• EXERCISE DATA:
PR #3859, opened 2021-03-23
Various fixes for test migrations

beikov:
* Add support for DML with versioned entities
* Resolve return type for `SUM` according to JPA spec
* Specify invariant return types for `SQRT` and `MOD` as required by the JPA spec
* Fix JPA tuple element access support
* Fix join management for JPA related methods
* Handle optional escape character for `LIKE` predicate
* Implement type inference for result arms of `CASE` expressions
* Implement min/max element/index functions as sub-query
* Implement min/max function support
* Implement emptiness, exists and member of predicate for JPA Criteria
* Implement size function as sub-query
* Implement group by entity alias by using FK key

### DIFF
--- a/hibernate-core/src/main/java/org/hibernate/dialect/function/CommonFunctionFactory.java
+++ b/hibernate-core/src/main/java/org/hibernate/dialect/function/CommonFunctionFactory.java
@@ -6,11 +6,25 @@
  */
 package org.hibernate.dialect.function;
 
+import java.math.BigDecimal;
+import java.math.BigInteger;
+import java.sql.Types;
+import java.util.List;
 import java.util.Arrays;
+import java.util.function.Supplier;
+
+import org.hibernate.metamodel.mapping.BasicValuedMapping;
+import org.hibernate.metamodel.model.domain.AllowableFunctionReturnType;
 
 import org.hibernate.query.spi.QueryEngine;
+import org.hibernate.query.sqm.produce.function.FunctionReturnTypeResolver;
+import org.hibernate.query.sqm.produce.function.StandardFunctionReturnTypeResolvers;
+import org.hibernate.query.sqm.tree.SqmTypedNode;
 import org.hibernate.sql.ast.SqlAstNodeRenderingMode;
+import org.hibernate.sql.ast.tree.SqlAstNode;
+import org.hibernate.type.BasicType;
 import org.hibernate.type.StandardBasicTypes;
+import org.hibernate.type.spi.TypeConfiguration;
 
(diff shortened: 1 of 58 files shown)


hibernate-core/src/main/java/org/hibernate/dialect/function/CommonFunctionFactory.java
```diff
@@ -1476,7 +1490,83 @@ public static void aggregates(QueryEngine queryEngine) {
...
+									return bigIntegerType;
+								}
+								else {
+									return bigDecimalType;
+								}
+						}
+						return impliedTypeAccess.get();
+					}
+
+				} )
```
gavinking, line 1569: Good catch! 

I did not notice that the JPA spec (Section 4.8.5) is not silent on this issue:

> SUM returns Long when applied to state fields of integral types (other than BigInteger); Double when applied to state fields of floating point types; BigInteger when applied to state fields of type BigInteger; and BigDecimal when applied to state fields of type BigDecimal.

Could you do me a favor and copy that spec language into a comment, so we know why this code is necessary.

hibernate-core/src/main/java/org/hibernate/dialect/function/CommonFunctionFactory.java
```diff
@@ -1511,6 +1601,7 @@ public static void math(QueryEngine queryEngine) {
 				.register();
 
 		queryEngine.getSqmFunctionRegistry().namedDescriptorBuilder("mod")
+				.setInvariantType( StandardBasicTypes.INTEGER )
```
gavinking, line 1604: This is defined in spec section 4.6.17.2.2.

hibernate-core/src/main/java/org/hibernate/dialect/function/CommonFunctionFactory.java
```diff
@@ -1524,6 +1615,7 @@ public static void math(QueryEngine queryEngine) {
 				.register();
 
 		queryEngine.getSqmFunctionRegistry().namedDescriptorBuilder("sqrt")
+				.setInvariantType( StandardBasicTypes.DOUBLE )
```
gavinking, line 1618: This is defined in spec section 4.6.17.2.2.

gavinking (changes requested):
Looks. good

And it must have been me who removed the logic about assigning types to `sum()`, `mod()`, and `sqrt()`. So thanks for putting it back.

In my defense, there were no comments explaining why we had those rules, so I would like to see comments pointing to the relevant sections of the JPA spec. It's really important that we document such things.

PR #6263, opened 2023-03-16
HHH-15108 - tweak to not ignore exceptions in AggregateClassLoader.findClass()

jrenaat:


hibernate-core/src/main/java/org/hibernate/boot/registry/classloading/internal/AggregatedClassLoader.java
```diff
@@ -196,18 +196,21 @@ protected URL findResource(String name) {
 	@Override
 	protected Class<?> findClass(String name) throws ClassNotFoundException {
 		final Iterator<ClassLoader> clIterator = newClassLoaderIterator();
+		Throwable t = new Throwable();
```
yrodiere, line 199: You don't technically need to instantiate that throwable; see suggestion here and below.

```suggestion
		Throwable t = null;
```

hibernate-core/src/main/java/org/hibernate/boot/registry/classloading/internal/AggregatedClassLoader.java
```diff
@@ -196,18 +196,21 @@ protected URL findResource(String name) {
...
 		while ( clIterator.hasNext() ) {
 			final ClassLoader classLoader = clIterator.next();
 			try {
 				return classLoader.loadClass( name );
 			}
-			catch (Exception ignore) {
+			catch (Exception ex) {
+				t.addSuppressed( ex );
```
yrodiere, line 206:
```suggestion
				if ( t == null ) {
					t = ex;
				}
				else {
					t.addSuppressed(ex);
				}
```


Alternatively, if you feel like it, you could also copy-paste a util from Hibernate Search:

https://github.com/hibernate/hibernate-search/blob/f2ccc2370cfecaa8f9257f855f03a840e1a0a05e/util/common/src/main/java/org/hibernate/search/util/common/impl/Throwables.java#L53-L64

`org.hibernate.internal.util.ExceptionHelper` seems like a good place for that in Hibernate ORM.

It makes the code slightly more readable:

```suggestion
				t = ExceptionHelper.combine( t, ex );
```

See for example https://github.com/hibernate/hibernate-search/blob/f2ccc2370cfecaa8f9257f855f03a840e1a0a05e/integrationtest/backend/lucene/src/test/java/org/hibernate/search/integrationtest/backend/lucene/testsupport/util/LuceneTckBackendAccessor.java#L111-L113

hibernate-core/src/main/java/org/hibernate/boot/registry/classloading/internal/AggregatedClassLoader.java
```diff
@@ -196,18 +196,21 @@ protected URL findResource(String name) {
...
 			}
-			catch (LinkageError ignore) {
+			catch (LinkageError le) {
+				t.addSuppressed( le );
```
yrodiere, line 209:
```suggestion
				if ( t == null ) {
					t = le;
				}
				else {
					t.addSuppressed( le );
				}
```

hibernate-core/src/main/java/org/hibernate/boot/registry/classloading/internal/AggregatedClassLoader.java
```diff
@@ -196,18 +196,21 @@ protected URL findResource(String name) {
...
 			}
 		}
 
-		throw new ClassNotFoundException( "Could not load requested class : " + name );
+		throw new ClassNotFoundException( "Could not load requested class : " + name, t.getSuppressed().length > 0 ? t : null );
```
yrodiere, line 213:
```suggestion
		throw new ClassNotFoundException( "Could not load requested class : " + name, t );
```

yrodiere (approved):
LGTM, though I suggested some potential improvements. Which you can probably call premature optimization... YMMV :)

hibernate-core/src/main/java/org/hibernate/boot/registry/classloading/internal/AggregatedClassLoader.java
yrodiere: > I don't think having a Throwable around for the duration of the method would impact much in terms of memory and such?

It's more the call to `java.lang.Throwable#fillInStackTrace()` that annoys me, but yeah, I have no proof it's a problem, it's quite possibly just cargo cult.

Your PR, your rules :shrug: Feel free to merge :)

yrodiere (approved):

hibernate-core/src/main/java/org/hibernate/boot/registry/classloading/internal/AggregatedClassLoader.java
sebersole: Either way, eagerly creating the exception should be avoided.  We are creating it even if everything goes fine iiuc

jrenaat: Yeah, I agree, Yoann's remark on the call to fillInStackTrace made me reconsider

sebersole (approved):
Looks good!

PR #6268, opened 2023-03-17
HHH-16333 Handle converters properly in BasicPluralType

beikov:
https://hibernate.atlassian.net/browse/HHH-16333

### DIFF
--- a/migration-guide.adoc
+++ b/migration-guide.adoc
@@ -14,21 +14,4 @@ earlier versions, see any other pertinent migration guides as well.
 * link:{docsBase}/6.1/migration-guide/migration-guide.html[6.1 Migration guide]
 * link:{docsBase}/6.0/migration-guide/migration-guide.html[6.0 Migration guide]
 
-[[data-format-changes]]
-== Data format changes
-
-[[data-format-wrapper-byte-array]]
-=== Byte[] data format changes
-
-Prior to Hibernate 6.2, a `Byte[]` in the domain model was always just blindly converted to a `byte[]`,
-possibly running into a `NullPointerException` if the `Byte[]` contains a `null` array element.
-
-To fix this, a `Byte[]` is now serialized with Java serialization to a `byte[]`, which allows handling nulls better.
-This change is necessary to properly support plural basic types where the element type maps to the `Byte` Java type,
-i.e. an array or collection of `Enum`.
-
-Since the use of `Byte[]` in a domain model did not make sense so far because null elements were impossible,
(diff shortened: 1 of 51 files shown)


hibernate-core/src/main/java/org/hibernate/type/ArrayConverter.java
sebersole, line 1: I'd prefer this live with the other converter handling I think

beikov: It's an internal thing. I can make it an inner class if you prefer that.

sebersole (commented):
api/spi discussions aside - lgtm

hibernate-core/src/main/java/org/hibernate/type/ArrayConverter.java
beikov: Right, that is the status-quo. I would like to make it an inner class or move to an internal package though. Do you have a particular package where you'd want to see that class live?

migration-guide.adoc
```diff
@@ -14,21 +14,34 @@ earlier versions, see any other pertinent migration guides as well.
...
+The mappings for the wrapper array types `Byte[]` and `Character[]` have changed.
 
 Prior to Hibernate 6.2, a `Byte[]` in the domain model was always just blindly converted to a `byte[]`,
 possibly running into a `NullPointerException` if the `Byte[]` contains a `null` array element.
+`Character[]` was similarly blindly converted to `char[]`, potentially running into the same `NullPointerException` problem.
 
-To fix this, a `Byte[]` is now serialized with Java serialization to a `byte[]`, which allows handling nulls better.
-This change is necessary to properly support plural basic types where the element type maps to the `Byte` Java type,
-i.e. an array or collection of `Enum`.
+Not allowing `null` elements defeats the purpose of choosing the wrapper array type in the first place,
```
sebersole, line 26: I'm not sure this is true.  Its possible users map these assuming no null elements.  Now, is the wrapper form over the primitive form "correct" there?  In a clean-room, no.  But Hibernate does map existing schemas and models.

sebersole: I guess the concern is really that users have 2 options that are not immediately clear.  They are covered later by 

> A possible migration could involve the following steps in a migration script:

and

> Alternatively, to revert to pre-6.2 behavior ...

Maybe it makes more sense to highlight these as alternative options.  Not sure exactly how.  Maybe as list items?

PR #6271, opened 2023-03-17
Merge org.hibernate.testing.orm.ExceptionHelper into org.hibernate.internal.util.ExceptionHelper

jrenaat:


sebersole:
Hm, I'd have expected the other direction if anything.

PR #6274, opened 2023-03-17
HHH-16313 Throw an appropriate error when a mappedBy property references the wrong entity type

mbladel:
https://hibernate.atlassian.net/browse/HHH-16313

### DIFF
--- a/hibernate-core/src/main/java/org/hibernate/boot/model/internal/BinderHelper.java
+++ b/hibernate-core/src/main/java/org/hibernate/boot/model/internal/BinderHelper.java
@@ -1071,4 +1071,34 @@ public class BinderHelper {
 	public static boolean isDefault(XClass clazz, MetadataBuildingContext context) {
 		return context.getBootstrapContext().getReflectionManager().equals( clazz, void.class );
 	}
+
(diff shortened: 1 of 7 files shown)


hibernate-core/src/main/java/org/hibernate/boot/model/internal/BinderHelper.java
```diff
@@ -1071,4 +1071,33 @@ static boolean isCompositeId(XClass entityClass, XProperty idProperty) {
...
+				return;
+			}
+			else {
+				referencedClass = referencedClass.getSuperclass();
+			}
+		}
+		throw new AnnotationException(
+				"Collection '" + qualify( propertyHolder.getPath(), propertyName )
+						+ "' is 'mappedBy' a property named '" + mappedBy
+						+ "' which references the wrong entity type '" + referencedEntityName + "'"
```
beikov, line 1100: The message doesn't fit for ToOne attributes. Would be cool if you could adapt that a bit. Also, would be nice if you could add the expected entity name to the error message.

beikov (commented):
Looks good, just a minor comment on the exception message.

PR #6278, opened 2023-03-20
HHH-16336 Throw an appropriate error when a mappedBy property references the wrong entity type

mbladel:
https://hibernate.atlassian.net/browse/HHH-16336

Modify the `mappedBy` type checks to be more lenient in case of subtypes or entity types which map to the same table.

### DIFF
--- a/hibernate-core/src/main/java/org/hibernate/boot/model/internal/BinderHelper.java
+++ b/hibernate-core/src/main/java/org/hibernate/boot/model/internal/BinderHelper.java
@@ -877,7 +877,7 @@ public class BinderHelper {
 			return metadataCollector.getPropertyAnnotatedWithMapsId( mappedClass, isId ? "" : propertyName );
 		}
 	}
-	
+
 	public static Map<String,String> toAliasTableMap(SqlFragmentAlias[] aliases){
 		final Map<String,String> ret = new HashMap<>();
 		for ( SqlFragmentAlias alias : aliases ) {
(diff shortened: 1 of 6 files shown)


hibernate-core/src/main/java/org/hibernate/boot/model/internal/BinderHelper.java
```diff
@@ -1085,13 +1086,14 @@ public static void checkMappedByType(
...
-			if ( referencedClass.getEntityName().equals( referencedEntityName ) ) {
+		final PersistentClass referencedClass = persistentClasses.get( referencedEntityName );
+		PersistentClass ownerClass = propertyHolder.getPersistentClass();
+		while ( ownerClass != null ) {
+			if ( checkReferencedClass( ownerClass, referencedClass ) ) {
 				return;
 			}
 			else {
-				referencedClass = referencedClass.getSuperclass();
+				ownerClass = ownerClass.getSuperclass();
```
beikov, line 1096: Theoretically, a `PersistentClass` could have a `MappedSuperclass` instead which then extends from a `PersistentClass`, so it might be worth using a similar approach as in `org.hibernate.metamodel.internal.MetadataContext#applyGenericEmbeddableProperties` to traverse the super types.

mbladel: Added similar logic to get the superclass.

beikov:
Looks like a temporary issue on your side Scott.

scottmarlow:
> > Looks like a temporary issue on your side Scott.
> 
> > Looks like a temporary issue on your side Scott.
> 
> Yeah, I was trying to build with Java 11, building with Java 17 worked fine! :-)

I cherry-picked this change to the `6.2` branch and it passes the `jpa/core/annotations/mapkeycolumn` Jakarta EE 10 Platform TCK tests!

• WHAT IS EXPECTED: Find each line in the records above that contains "clIterator", and copy it.

• TASK OUTPUT:
 		final Iterator<ClassLoader> clIterator = newClassLoaderIterator();
 		while ( clIterator.hasNext() ) {
 			final ClassLoader classLoader = clIterator.next();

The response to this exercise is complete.